A handful of studies have performed simultaneous measurements of CUHI and SUHI and suggest that they may have different diurnal and seasonal trends (3, 19, 20, 17, 21, 10). Because of the influence of urban areas on local meteorology, it is not standard practice to measure Tair in cities. Meteorological stations near urban areas are usually at airports, which are not representative of the urban core. Unfortunately, because of the scarcity of urban weather stations, multicity comparisons of CUHI and SUHI are practically nonexistent.

The dearth of urban weather stations has also precluded our ability to derive empirical evidence for determinants of UHI intensity at regional scales. A multitude of studies have argued or implicitly assumed that the UHI is primarily the result of a reduction in evaporative cooling in cities due to the lack of vegetation (12, 19, 22, 23). A recent study challenged this generally accepted paradigm by combining land surface modeling with an offline temperature attribution method for a subset of cities in North America (24). The study demonstrated that the difference in aerodynamic roughness between a city and its surrounding rural reference is a stronger determinant of the daytime SUHI than the difference in evapotranspiration, thereby explaining the trend in SUHI intensity across climate zones for a sample of cities in North America. The model used in this study has a coarse implementation of urban land cover (25, 26). In the few Earth system models with explicit urban representation, the urban land is considered to be a completely built-up subgrid tile in a larger grid, with the forcing held constant. In reality, urban areas may contain more than built-up structures, including green space, snowpack, and bare soils. Moreover, the atmospheric forcing may not necessarily be equal between the city and its rural reference, due to the differences in local-scale aerosol concentrations and cloud cover. Alternative urban climate models do account for intra-urban land cover variations and are valuable for scenario testing and forecasting; however, they are only validated against a handful of station measurements (27).

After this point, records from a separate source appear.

PR #224, opened 2026-09-09
feat(storage): say on the wire whether a node still holds an old chunk store

grumbach:
Stacked on #223. The release that deletes the old chunk store may only be published once the
fleet has moved, and nothing today can establish that. This is the measurement that gate needs,
and it has to ship and soak **before** that release, not with it.

**The state rides the user agent.** `saorsa-core` already sends one with every signed message
and keeps each peer's, so this is a different value in a string that was already on the wire:
no new message, no new field, no protocol version. The `node/` prefix stays, because
`is_dht_participant` gates DHT membership on it and is its only consumer.

**Three states, never folded into two.** A directory that could not be read is not one that is
not there, and reading "cannot tell" as "finished" is exactly how a gate comes back clean over
a fleet that is not.

**Only a node's own line can close the gate.** The agent is fixed when the transport is built,
so a node that finishes migrating keeps telling peers it has an old store until it restarts.
Its own fifteen-minute line re-reads the disk and can reach zero; peer observation is how nodes
we have no logs from are found at all, and can never reach zero. Per-peer lines are emitted at
`info`, because nodes run at `info` and a line nobody emits cannot gate a release, and only
for peers that have **not** finished, so the volume is bounded and falls away as the answer
arrives.

**The reporter holds a weak handle.** A reporter must not be the reason the thing it observes
stays alive: a strong one would keep a dropped node's transport, and its bound port, for as
long as the task ran.

Also persists the staged-rollout window under the node root. It was in memory only, so a node
restarting inside its own delay restarted its own timer and could defer an upgrade
indefinitely. Every failure to read or write it resolves to "upgrade now", never "keep
waiting". And the terraform worker unit passes `--enable-logging`, without which a node on
that path emits nothing at all and none of this is readable.

## Linear issue

Closes V2-1200

## Risk tier

## Compatibility

- Wire: the user agent gains a `migration/<state>` token after the existing `node/<version>`
  prefix. The prefix is preserved. Peers on older builds do not read the token; this build reads
  a peer without one as `unreported`, counted separately and never as finished.
- Storage: one new file, `{root}/upgrade-rollout.json`. An older build ignores it.
- API: adds `storage::migration_signal` and `upgrade::RolloutState`.

## Semver impact

- [ ] breaking
- [x] feature
- [ ] fix

## Test evidence

Local, on this branch: `cargo test --lib` **1110 passed, 0 failed**.
`cargo clippy --all-targets --all-features -- -D warnings` clean (the exact CI command), plus
`cargo fmt` and `RUSTFLAGS="-D warnings" cargo build --release --no-default-features`.

Fourteen tests in the two new modules, including: an unreadable directory is never read as
finished; a client is not a node that failed to report; silence is counted as silence; the user
agent keeps the prefix that gates DHT membership; the rollout window survives a restart; an
unreadable or corrupt stamp means upgrade rather than a fresh window; and the reporter lets go
of a node that was dropped.

**Not covered here:** a dev testnet run showing the per-peer lines aggregating into a usable
fleet count.

## New dependency

none

## ADR

https://github.com/grumbach/ant-node/blob/aa4de41f296a2fe79488817e6db5b5c8b15d7017/docs/adr/ADR-0014-file-based-chunk-store-and-lmdb-retirement.md

## Mitigation / rollback

Revert the commit. The user agent loses its token and peers read the node as `unreported`,
which is where every pre-signal build already sits. The rollout stamp becomes an ignored file.

### DIFF
--- a/config/production.toml
+++ b/config/production.toml
@@ -49,57 +49,18 @@ verify_on_read = true
 # Maximum size in GiB of the legacy LMDB store, while one still exists
 # (0 = derive it from available disk). Retired along with LMDB itself.
 db_size_gb = 0
-
-# --- Moving off the legacy LMDB chunk store ---
+# Storage migration off the old chunk store
 #
 # Chunks are now one file each, under {root_dir}/chunks/. A node that still has a
 # chunks.mdb copies it into files in the background, then deletes it whole, which is the
 # only moment LMDB's disk comes back.
 #
-# The two release-level switches (whether to delete the old store, and whether audits
-# still penalise) belong to the build, not to this file, so they are deliberately absent.
-[storage.migration]
-# Run the copier. Turning this off leaves both stores in place forever and never
-# returns the old store's disk.
-enabled = true
+# There is deliberately no [storage.migration] section. Every one of its settings belongs
+# to the build rather than to this file: the release that later deletes the old store has
+# to be able to assume every node ran the same schedule, and it cannot assume that while
+# the schedule belongs to whoever last edited a config. A [storage.migration] section left
+# over from an earlier release still parses, it is simply ignored.
 
-# Also write new chunks to the legacy store while it exists, so a fleet rollback to an
-# older build cannot lose a chunk uploaded during the migration.
-dual_write_legacy = true
-
-# Allow a node that cannot fit its chunks to give up the ones it is furthest from.
-#
-# Whatever this is set to, a chunk is only ever given up when the node is near the back of
-# its group for it, its close group has received the node's reduced commitment, AND all but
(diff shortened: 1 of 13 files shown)


grumbach:
Folded into #223 rather than stacked. The two changes are one release, and splitting them made the chain longer without making either smaller.

The peer-observation half is also gone. It could show that *some* node was unfinished, but never that none was: a node only sees the peers it is connected to, so completing that picture needs an authoritative roster of every node that ought to exist, and there is no such inventory. What each node says about itself can reach zero, so that is what the gate reads. That removed about 260 lines, and the persisted staged-rollout window came out too, as an upgrade-subsystem change rather than a migration one.

PR #228, opened 2026-09-15
fix(storage): stop counting a peer that disconnects mid-tally as unreported

grumbach:
## Linear issue

Closes V2-1260

## Risk tier

Changes the migration signal's output: the per-node tally no longer counts a peer that disconnected mid-tally, and no `peer_state` line is written for it. No wire, format or penalty change.

## Compatibility

- Wire: none.
- Storage: none.
- API: none.

## Semver impact

- [ ] breaking
- [ ] feature
- [x] fix

## Test evidence

- `cargo test --lib --features test-utils migration_signal`: 15 passed, 0 failed.
- `cargo clippy --all-targets --all-features -- -D warnings` (the CI invocation), `RUSTFLAGS=-D warnings cargo check --no-default-features --lib`, `cargo fmt --all -- --check`, `RUSTDOCFLAGS=--deny=warnings cargo doc --no-deps`: clean.
- What it fixes, from the 990-node testnet for #218: one tick in 21,402 had `peers_unreported=1`, a `client/0.27.3` connection tallied with `agent=none`. The tally takes the peer list, then reads each agent, and saorsa-core drops the agent when the peer's last channel closes. No unit test: the race needs a peer to disconnect inside the loop, which the store harness cannot stage.
- Companion: WithAutonomi/saorsa-core#163 records and drops the agent under the peer's connection entry, so a connected peer always has one. This PR is correct without it: a peer still connected with no agent stays counted as unreported. The `saorsa-core` pin in `Cargo.lock` moves when the rc picks that PR up.

## New dependency

none

## ADR

https://github.com/WithAutonomi/ant-node/blob/rc-2026.9.2/docs/adr/ADR-0014-file-based-chunk-store-and-lmdb-retirement.md

## Mitigation / rollback

Revert the commit. It only changes the migration signal's log output.

### DIFF
--- a/Cargo.lock
+++ b/Cargo.lock
@@ -809,7 +809,7 @@ dependencies = [
 
 [[package]]
 name = "ant-node"
-version = "0.19.0-rc.1"
+version = "0.19.0-rc.2"
 dependencies = [
  "alloy",
  "ant-protocol",
@@ -862,8 +862,8 @@ dependencies = [
 
 [[package]]
 name = "ant-protocol"
-version = "2.4.0-rc.1"
-source = "git+https://github.com/WithAutonomi/ant-protocol?branch=rc-2026.9.2#b52d5fa4cec1932c5c9bd34cd86aca823eaf5dde"
+version = "2.4.0-rc.2"
+source = "git+https://github.com/WithAutonomi/ant-protocol?branch=rc-2026.9.2#0713e91174145c8abf15692210622e4d1194bfd1"
 dependencies = [
  "blake3",
  "bytes",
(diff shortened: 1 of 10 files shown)


dirvine (approved):
APPROVE — reviewed at exact head `674aa0d2eb9dcf794497a69ac6affc15accf47ff` together with saorsa-core #163.

The tally fix is conservative in every relevant interleaving:
- `agent=None` followed by disconnected means the peer left after the `connected_peers` snapshot, so skipping it removes the observed false `Unreported` tick.
- If the peer reconnects between the two reads, it remains `Unreported`; that is a possible false outstanding count, not false clearance.
- If an agent is read before a disconnect, the snapshot's last announced state is counted, matching the existing snapshot semantics.
- A still-connected peer with no agent remains `Unreported`.

The change therefore cannot manufacture a `Files` result or falsely clear the migration gate. It is safe on its own and gains the stronger missing-agent meaning from saorsa-core #163.

Verification:
- focused migration-signal suite: 15 passed
- clippy all targets/features: passed
- no-default-features library check: passed
- formatting and rustdoc warnings check: passed
- GitHub build/test/lint/filesystem/platform matrix is green

Non-blocking gap: no deterministic mid-tally disconnect/reconnect test was added. The branch logic is small and the paired transport invariant was checked directly, so I do not consider this a merge blocker.

The failing Security Audit is inherited, not introduced: `Cargo.lock` is byte-identical to the base and the newly published RUSTSEC-2026-0285 affects that existing rustls version. It should be handled by the release train in a separate dependency bump to rustls >=0.23.45.

Operationally, this is consistent with — and closes — the reported false-positive path in the #218 testnet. I have not independently reclassified the whole run from its Linear evidence here. The peer tally remains observational evidence rather than proof of whole-fleet completion, so the rest of the ADR-0015 gate still applies.

PR #3538, opened 2025-06-02
Fix quaternion gimbal lock

vr4guid:
fix _dcm_to_euler calculation when pitch is -pi/2


meee1:
all my sources indicate it was correct before this change.

robertlong13:
> This corrected the issue on our side.

How? Isn't this a non-functional change? `phi` is set to 0 in the previous line. Now, that raises the question of what the `- phi` and `+ phi` were ever doing in these two places to begin with, but this change can't possibly have done anything, unless I'm gravely mistaken (and I might well be; I keep reading it over and over).

PR #3544, opened 2025-06-10
Codex/перевести описания на русский язык

VermennikovMV:


yuri-rage:
Recommend closing without merge, as this affects all users, and we already have language compatibility settings available in CONFIG/Planner.

EosBandi:
This has nothing to do with the public Mission Planner, it is about creating russian version. With many hardcoded translations....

We aimed to use the recent proliferation of crowdsourced citizen weather stations (CWSs) (28) to address gaps in our knowledge of the relative magnitude and distribution of SUHI and CUHI and empirically test whether aerodynamic roughness is an important determinant of UHI intensity. We do this using CWS Tair measurements from >50,000 private weather stations throughout Europe during the month of July 2019. The time period chosen coincides with the heat wave that exceeded long-term averages by 5°C for more than three consecutive days (fig. S1). This was comparable to the 2003 heat wave, which was estimated to have killed more than 70,000 people (29). We find that the mean CUHI is lower than the mean SUHI during daytime in 96% of urban clusters, when the adverse effects of heat stress would be maximum. To further examine the coupling between the CUHI and the SUHI, we use a random forest (RF) regression to determine the controlling factors of each. Last, we extend this methodology to a subset of cities with building height measurements to determine if roughness is an important factor for the spatial variability of UHI (fig. S2).


CUHI versus SUHI

We found that city-scale UHI was overestimated by 1.19 ± 0.02°C (mean ± SE, n = 342) if LST was used instead of Tair (mean SUHI 1.45°C versus mean CUHI 0.26°C; Figs. 1 and 2A). For the cities considered during July 2019, this reflects a sixfold overestimation in the urban contribution to local temperature if satellite observations are used instead of ambient air temperature measurements. The upward bias was present during both day and night with an average SUHI and CUHI of 2.00 ± 0.05°C and 0.05 ± 0.03°C during the day, respectively, and an average SUHI and CUHI of 0.90 ± 0.02°C and 0.47 ± 0.03°C during the night, respectively. Note that CUHI may be underestimated by up to 0.75°C in some cases because of an upward bias in rural CWS measured relative to established meteorological station measurements (fig. S12). Nevertheless, even after correcting for the positive bias, SUHI still exceeds CUHI by 40% at minimum. Satellite-based SUHI estimates are higher than CUHI in 96% of the cities during daytime and 80% of cities at night. This difference is consistent over the July 2019 period and the associated heat wave event (fig. S3); however, at a finer temporal resolution, it is apparent that the difference is maximized during the day and minimized at night (Fig. 2B). The temporal variance in SUHI is not well correlated to that of CUHI particularly during the night (fig. S4). Predominant daily weather explains part of the temporal variance in CUHI-SUHI differences (fig. S5). Specifically, SUHI exceeds CUHI more on days with relatively low cloud cover, wind speeds, and high diurnal air temperature ranges. While the CUHI is positive in 81% of the cities, the magnitude during daytime is less than 0.05 in 52% cities. A further analysis of the individual station data confirms that this is partly due to the location of the CWS. Weather stations in vegetated parts of the city show a lower CUHI (0.09 ± 0.02°C) than those situated on predominantly built-up surfaces (0.3 ± 0.02°C). Even when only the stations over built-up surfaces are considered, satellite overestimates the UHI intensity by five times.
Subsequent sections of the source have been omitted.